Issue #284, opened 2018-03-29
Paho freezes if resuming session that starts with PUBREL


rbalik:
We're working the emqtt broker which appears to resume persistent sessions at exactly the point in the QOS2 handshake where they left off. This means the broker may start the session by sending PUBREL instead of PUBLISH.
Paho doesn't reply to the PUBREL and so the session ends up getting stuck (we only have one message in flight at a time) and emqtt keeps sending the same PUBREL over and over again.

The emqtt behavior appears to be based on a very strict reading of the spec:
--
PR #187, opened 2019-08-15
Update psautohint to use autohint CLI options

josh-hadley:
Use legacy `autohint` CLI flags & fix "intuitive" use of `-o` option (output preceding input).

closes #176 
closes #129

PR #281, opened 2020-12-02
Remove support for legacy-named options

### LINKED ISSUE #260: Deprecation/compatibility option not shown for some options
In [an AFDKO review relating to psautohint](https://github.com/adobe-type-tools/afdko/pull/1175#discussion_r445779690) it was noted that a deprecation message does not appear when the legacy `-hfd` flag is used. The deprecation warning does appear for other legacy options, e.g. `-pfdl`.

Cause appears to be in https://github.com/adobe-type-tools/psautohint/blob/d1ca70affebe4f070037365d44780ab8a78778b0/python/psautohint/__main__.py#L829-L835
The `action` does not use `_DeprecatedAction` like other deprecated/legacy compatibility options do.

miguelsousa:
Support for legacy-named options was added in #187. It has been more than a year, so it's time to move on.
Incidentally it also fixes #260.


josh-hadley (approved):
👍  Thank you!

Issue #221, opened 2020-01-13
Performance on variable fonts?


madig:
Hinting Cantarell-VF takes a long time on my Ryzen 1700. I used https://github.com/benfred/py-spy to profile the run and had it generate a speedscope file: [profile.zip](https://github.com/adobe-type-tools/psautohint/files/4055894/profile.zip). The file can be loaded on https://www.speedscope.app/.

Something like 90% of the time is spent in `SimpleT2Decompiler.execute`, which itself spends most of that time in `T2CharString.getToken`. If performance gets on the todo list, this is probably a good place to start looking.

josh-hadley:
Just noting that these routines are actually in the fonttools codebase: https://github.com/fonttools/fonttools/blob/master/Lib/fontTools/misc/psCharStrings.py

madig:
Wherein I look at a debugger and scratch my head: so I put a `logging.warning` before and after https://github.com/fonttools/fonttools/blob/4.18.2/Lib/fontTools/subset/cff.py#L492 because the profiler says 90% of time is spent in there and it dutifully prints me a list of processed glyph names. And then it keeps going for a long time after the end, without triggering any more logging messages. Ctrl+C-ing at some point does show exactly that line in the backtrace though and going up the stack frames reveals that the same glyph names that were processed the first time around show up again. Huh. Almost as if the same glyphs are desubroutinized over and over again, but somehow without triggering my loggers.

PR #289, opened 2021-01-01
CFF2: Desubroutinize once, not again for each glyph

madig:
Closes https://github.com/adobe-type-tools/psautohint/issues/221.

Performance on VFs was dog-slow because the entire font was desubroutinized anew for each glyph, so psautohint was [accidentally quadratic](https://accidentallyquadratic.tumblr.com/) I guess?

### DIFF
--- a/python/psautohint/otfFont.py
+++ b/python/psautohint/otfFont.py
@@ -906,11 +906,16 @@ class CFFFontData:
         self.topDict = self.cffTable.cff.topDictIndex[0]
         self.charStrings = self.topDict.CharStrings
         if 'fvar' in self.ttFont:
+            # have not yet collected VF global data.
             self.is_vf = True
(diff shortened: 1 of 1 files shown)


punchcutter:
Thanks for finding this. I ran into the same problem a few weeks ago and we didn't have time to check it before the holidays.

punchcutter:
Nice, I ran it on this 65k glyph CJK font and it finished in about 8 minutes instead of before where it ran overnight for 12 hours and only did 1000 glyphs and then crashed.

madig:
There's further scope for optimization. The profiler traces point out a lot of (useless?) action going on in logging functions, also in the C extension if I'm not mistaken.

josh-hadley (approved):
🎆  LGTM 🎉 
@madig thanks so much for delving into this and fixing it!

◆ What to do ◆
The entries above hold a line with "Issue #284, opened 2018-03-29" and a later line with "The emqtt behavior". Write out exactly those lines and all lines between, nothing more.

◆ Solution ◆
Issue #284, opened 2018-03-29
Paho freezes if resuming session that starts with PUBREL


rbalik:
We're working the emqtt broker which appears to resume persistent sessions at exactly the point in the QOS2 handshake where they left off. This means the broker may start the session by sending PUBREL instead of PUBLISH.
Paho doesn't reply to the PUBREL and so the session ends up getting stuck (we only have one message in flight at a time) and emqtt keeps sending the same PUBREL over and over again.

The emqtt behavior appears to be based on a very strict reading of the spec:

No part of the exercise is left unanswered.